_GOAL OF THE EXERCISE_
Nothing in the records should change; write them all out again.

_PROVIDED DATA_
PR #1142, opened 2019-04-25
OXT-1565: base-files: /var/lock -> /run/lock

eric-ch:
In openxt-installer and other MACHINE that do not have a specific /etc/default/volatile:
fstab.early already mounts a tmpfs on /run.
/var/lock is a symlink to /run/lock (created with populate-volatile.sh), so trying to mount a separate tmpfs on /var/lock will fail with:
> Mounting early filesystems...
> mount: mount point /var/lock is a symbolic link to nowhere

Avoid machine specific configuration.

/var/lock used to be a 1M partition, make it a symlink an simplify things.

Keeping /var/lock separated would avoid a rogue software to fill up /run in a DoS attempt, but things that have access to /var/lock probably already have access to /run (or subdirectory) in UGO perms or SELinux policy.

### DIFF
--- a/recipes-core/base-files/files/fstab.early
+++ b/recipes-core/base-files/files/fstab.early
@@ -13,7 +13,6 @@ tmpfs       /tmp                    tmpfs       defaults,rootcontext=system_u:ob
 
 tmpfs       /var/volatile           tmpfs       defaults,rootcontext=system_u:object_r:var_t:s0,size=2M         0 0
 tmpfs       /var/cache              tmpfs       defaults,rootcontext=system_u:object_r:var_t:s0,size=100M       0 0
-tmpfs       /var/lock               tmpfs       defaults,rootcontext=system_u:object_r:var_lock_t:s0,size=1M    0 0
 
 # OpenXT: modutils.sh loads before mountall.sh, and modutils.sh will load the txt module, which needs this:
-securityfs                     /sys/kernel/security    securityfs  defaults                                                                        0 0
+securityfs  /sys/kernel/security    securityfs  defaults                                                        0 0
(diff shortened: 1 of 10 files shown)


jean-edouard:

jean-edouard:
With this change, `/var/lock/asound.state.lock` and `/var/lock/lvm/` are missing.

eric-ch:
@jean-edouard `/run/lock` (target of `/var/lock`) is created by `S37populate-volatile.sh` now, instead of  `/var/lock` being the mount point of the `tmpfs` setup during `S01mountearly`. The lock files are created by `alsactl` and `lvm-utils` commands being used by udev rules (those in `/lib/udev/rules.d`), which are triggered much earlier (`S04udev`).

The path to lock files could be changed per package, but it's less than ideal.
I don't really like `mountearly` so a `populate-volatile-early` doesn't look good either.

Instead, the `udev` initscript is already creating `/var/volatile/tmp` for that reason and run `restorecon` on `/run` as well, it might create `/run/lock` while at it.

Does anyone have a better approach?

jandryuk:
You could just modify S04udev like you say.  Or create S03lock or something to create it without modifying udev's script.

Another option would be to run volatiles before udev.  But, that makes me uneasy since it's deviating from OE's setup.

Maybe modifying udev and upstreaming that is the right thing since others could hit it?

eric-ch:
> run volatiles before udev

Assuming some volatiles are on an encrypted partition, `udev` might be required already and, as you said, deviating from OE means slightly more misery for the future.

> modify S04udev

Actually I now think this is not such a good idea. That file is already replaced by `meta-selinux`, which means even more deviation creating our own.

> S03lock

Kinda sounds like `populate-volatile-early`, but more targeted. It feels like the best compromise. Thanks!

eric-ch:
### v2
- Rebased on master,, this was a bit stale.
- Add the udev-volatiles initscripts to work-around population of early tmpfs.

jean-edouard:
Built here: http://openxt-builder.ainfosec.com:8010/builders/openxt64/builds/6594

jean-edouard:
This works fine, I was just worried about the SELinux implications of /var/lock being a symlink, since that's a separate permission target.
However, that's a pretty standard layout, /var/lock is a symlink on my Debian dev machine as well.
Also I didn't run into any AVC while testing this, so I'd say it's good to go.
Merging soon.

_RESULT OF THE TASK_
PR #1142, opened 2019-04-25
OXT-1565: base-files: /var/lock -> /run/lock

eric-ch:
In openxt-installer and other MACHINE that do not have a specific /etc/default/volatile:
fstab.early already mounts a tmpfs on /run.
/var/lock is a symlink to /run/lock (created with populate-volatile.sh), so trying to mount a separate tmpfs on /var/lock will fail with:
> Mounting early filesystems...
> mount: mount point /var/lock is a symbolic link to nowhere

Avoid machine specific configuration.

/var/lock used to be a 1M partition, make it a symlink an simplify things.

Keeping /var/lock separated would avoid a rogue software to fill up /run in a DoS attempt, but things that have access to /var/lock probably already have access to /run (or subdirectory) in UGO perms or SELinux policy.

### DIFF
--- a/recipes-core/base-files/files/fstab.early
+++ b/recipes-core/base-files/files/fstab.early
@@ -13,7 +13,6 @@ tmpfs       /tmp                    tmpfs       defaults,rootcontext=system_u:ob
 
 tmpfs       /var/volatile           tmpfs       defaults,rootcontext=system_u:object_r:var_t:s0,size=2M         0 0
 tmpfs       /var/cache              tmpfs       defaults,rootcontext=system_u:object_r:var_t:s0,size=100M       0 0
-tmpfs       /var/lock               tmpfs       defaults,rootcontext=system_u:object_r:var_lock_t:s0,size=1M    0 0
 
 # OpenXT: modutils.sh loads before mountall.sh, and modutils.sh will load the txt module, which needs this:
-securityfs                     /sys/kernel/security    securityfs  defaults                                                                        0 0
+securityfs  /sys/kernel/security    securityfs  defaults                                                        0 0
(diff shortened: 1 of 10 files shown)


jean-edouard:

jean-edouard:
With this change, `/var/lock/asound.state.lock` and `/var/lock/lvm/` are missing.

eric-ch:
@jean-edouard `/run/lock` (target of `/var/lock`) is created by `S37populate-volatile.sh` now, instead of  `/var/lock` being the mount point of the `tmpfs` setup during `S01mountearly`. The lock files are created by `alsactl` and `lvm-utils` commands being used by udev rules (those in `/lib/udev/rules.d`), which are triggered much earlier (`S04udev`).

The path to lock files could be changed per package, but it's less than ideal.
I don't really like `mountearly` so a `populate-volatile-early` doesn't look good either.

Instead, the `udev` initscript is already creating `/var/volatile/tmp` for that reason and run `restorecon` on `/run` as well, it might create `/run/lock` while at it.

Does anyone have a better approach?

jandryuk:
You could just modify S04udev like you say.  Or create S03lock or something to create it without modifying udev's script.

Another option would be to run volatiles before udev.  But, that makes me uneasy since it's deviating from OE's setup.

Maybe modifying udev and upstreaming that is the right thing since others could hit it?

eric-ch:
> run volatiles before udev

Assuming some volatiles are on an encrypted partition, `udev` might be required already and, as you said, deviating from OE means slightly more misery for the future.

> modify S04udev

Actually I now think this is not such a good idea. That file is already replaced by `meta-selinux`, which means even more deviation creating our own.

> S03lock

Kinda sounds like `populate-volatile-early`, but more targeted. It feels like the best compromise. Thanks!

eric-ch:
### v2
- Rebased on master,, this was a bit stale.
- Add the udev-volatiles initscripts to work-around population of early tmpfs.

jean-edouard:
Built here: http://openxt-builder.ainfosec.com:8010/builders/openxt64/builds/6594

jean-edouard:
This works fine, I was just worried about the SELinux implications of /var/lock being a symlink, since that's a separate permission target.
However, that's a pretty standard layout, /var/lock is a symlink on my Debian dev machine as well.
Also I didn't run into any AVC while testing this, so I'd say it's good to go.
Merging soon.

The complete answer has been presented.